Growth, Physiological, and Photosynthetic Responses of Xanthoceras sorbifolium Bunge Seedlings Under Various Degrees of Salinity

Jian-Wei Zong; Zhi-Long Zhang; Pei-Lu Huang; Nai-Yu Chen; Ke-Xin Xue; Zhi-Yong Tian; Yu-Hua Yang

doi:10.3389/fpls.2021.730737

Growth, Physiological, and Photosynthetic Responses of Xanthoceras sorbifolium Bunge Seedlings Under Various Degrees of Salinity

Front Plant Sci. 2021 Sep 27:12:730737. doi: 10.3389/fpls.2021.730737. eCollection 2021.

Authors

Jian-Wei Zong¹, Zhi-Long Zhang¹, Pei-Lu Huang¹, Nai-Yu Chen¹, Ke-Xin Xue¹, Zhi-Yong Tian¹, Yu-Hua Yang¹

Affiliation

¹ College of Art, Henan University of Animal Husbandry and Economy, Zhengzhou, China.

Abstract

Xanthoceras sorbifolium Bunge is priced for its medical and energetic values. The species also plays a key role in stabilizing ecologically fragile areas exposed to excess soil salinity. In this study, the effects of salinity on the growth, physiological, and photosynthetic parameters of X. sorbifolium Bunge were investigated. The X. sorbifolium seedlings were subjected to five salt treatments: 0 (control, CK), 70, 140, 210, and 280 mM of sodium chloride (NaCl) solutions. NaCl caused a decrease in plant height, specific leaf area, biomass, and root parameters.
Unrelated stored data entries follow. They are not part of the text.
PR #519, opened 2022-02-11
Revive max constraint

anwu1219:
My attempt to clean up the MaxConstraint class.
Unit tests pretty much remains unchanged except that 
1) we are testing MaxConstraints' behaviors after "transformToUseAuxVariablesIfNeeded()".
2) there are a few assertions in the original unit test which I think are not correct.

I think in the next few PRs about context dependent object, we should probably just change addAuxilliraryEquations() to transformToUseAuxVariablesIfNeeded() in every constraint class. Because not using aux variables is no longer an option with the context dependent object.

 Invariants to maintain in this class (also written in the header file):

Leaf wilting and shedding and changes in root morphology, such as root length, root surface area, and root tips were observed. This study found that X. sorbifolium is tolerant to high salinity. Compared with the CK group, even if the concentration of NaCl was higher than 210 mM, the increase of the relative conductivity was also slow, while intercellular CO₂ concentration had a similar trend. Moreover, NaCl stress caused an increase in the malondialdehyde (MDA), soluble proteins, and proline. Among the enzymes in the plant, the catalase (CAT) activity increases first and decreased with the increase in the intensity of NaCl stress, but the salt treatment had no significant effect on superoxide dismutase (SOD) activity. The peroxidase (POD) showed an increasing trend under salt stress. It was found that the photosynthesis of X. sorbifolium was notably impacted by saline stress. NaCl toxicity induced a noticeable influence on leaf net photosynthetic rate (Pn), stomatal conductance (Gs), intercellular CO₂ concentration (Ci), transpiration rate (E), and water use efficiency (Wue). As salt concentration increased, the content of chlorophyll decreased. It can be found that a low concentration of NaCl induced the increase of photosynthetic capacity but a high-intensity exposure to stress resulted in the reduction of photosynthetic efficiency and SOD activity, which had a positive correlation. In summary, salt-induced ionic stress primarily controlled root morphology, osmotic adjustment, and enzyme activities of salt-treated X. sorbifolium leaves, whereas the low salt load could, in fact, promote the growth of roots.

Keywords: Xanthoceras sorbifolium Bunge; antioxidant enzymes; ion homeostasis; photosynthetic parameter; saline stress.